«Я так устал, что хочется летать»;
«Девочка с мальчиком, что вы искали? Дедушка с бабушкой, что вы нашли?..»;
«Мне садов бегущих не догнать, в них навек ушли отец и мать»;
«Кто посмотрел глазами звёзд на инфузорию любимой»;
«Я тайный сторож, я звонарь, заметивший глухого вора, крадущего слепой букварь».
…и, наконец (а лицезреть цитатную мозаику можно до бесконечности):
«Счастлив, кто на своём веку из восхитительного ямба изгнал четвёртую строку».
Это о себе. И это не формальная новация, а содержательная. Покойный знаток поэзии Адольф Урбан, первым приветивший дарование поэта, объясняет это усечение так:
«Это, по сути, стиховая модель его чувства времени: вечность, закреплённая обручем рифмованных строк и открытой текучей средней.
Она даёт полноту жизненного мгновения настоящего…»
Быть может, это и есть главный и мучительный нерв для поэта; и я вспоминаю, скажем, Блаженного Августина: «Но в чём состоит сущность первых двух времён, то есть прошедшего и будущего, когда и прошедшего уже нет, и будущего ещё нет? Что же касается до настоящего, то, если бы оно всегда оставалось настоящим и никогда не переходило из будущего в прошедшее, тогда оно не было бы временем, а вечностью».
И поэт не прощает «жестокой мимолетности мгновенной», и он хочет увидеть «образы прошлого в будущем свете»:
«Была моя вина, что я стоял у входа в иные времена»;
«Я видел сон во времени ином»;
«Я вижу сон, в котором нет меня».
…Сон, галлюцинация, мираж – излюбленные видения поэта.
И это так естественно. Мимолётное мгновение само по себе призрачно. Призрачны вещи, слишком преходящие. Но и вечность сама по себе призрачна, не подцепленная живым мгновением. Что, казалось бы, может быть прочней тысячелетних каменных фасадов. Но птицы, высеченные на их фронтонах, – тоже мираж.

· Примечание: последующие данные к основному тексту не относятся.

PR #8277, opened 2019-06-11
PubSub: Add system tests for PubSub clients

### LINKED ISSUE #4031: Missing system tests after pubsub redesign
The redesign effort (#3859) left behind only very minimal system tests.  The older implementation had much broader system test coverage:

- Listing topics and subscriptions in the client's project.
- Creating subscriptions with non-default settings.
- Listing subscriptions bound to a topic.
- Setting / getting IAM policy for topics and subscriptions
- Creating / seeking snapshots.

I noticed the missing tests today when I went looking for examples of updating a topic's IAM policy.

plamut:
Closes #4031.

The title says it all - this PR adds the missing system tests mentioned in the issue description:
- Listing topics and subscriptions in the client's project.
- Creating subscriptions with non-default settings.
- Listing subscriptions bound to a topic.
- Setting / getting IAM policy for topics and subscriptions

Явь и сон тоже взаимообратимы. Самое вещественное превращается в муляж и галлюцинацию, как древняя мумия или жуткий образ препарированной головы в Освенциме, превращённой в статуэтку: «Здесь я!
На полированном столе у лагерфюрера…».
«Тень всадника заходит в сад… Я подчиняюсь миражу…»
Моментами это похоже на засвеченную плёнку, когда и тени едва видны в знойном мареве пустыни, а то и жёстче, как у самого поэта, – момент, который и вовсе «вырезан из кинолент»: «Когда я слеп в саду, а сад незряч…»
Удивительная афористика! Совершенно не похожая на афористику рассудочной европейской культуры – заточенную, как острый карандаш, до колкой однозначности – эпиграммы или каламбура. Здесь всё наоборот. Афоризм раздваивает жало или распахивает объятья восточной многозначности. Он загадочен, и в нём зерно притчи, пускающейся в буйный ассоциативный рост и совершенно негаданное сближение «далековатых понятий»:
Тысячелетние миражи и плачи коммуналок, «жизнь на уровне сапог замерзающих прохожих» гденибудь в полуподвале совершенно свободно сопрягаются в сознании поэта. Иногда кажется, что понятия слишком далековаты, связи рвутся, но это не так. Как на восточной миниатюре: «львы прыгают за край листа», так и ассоциации у поэта в нетерпении рвутся за край отдельного стихотворения.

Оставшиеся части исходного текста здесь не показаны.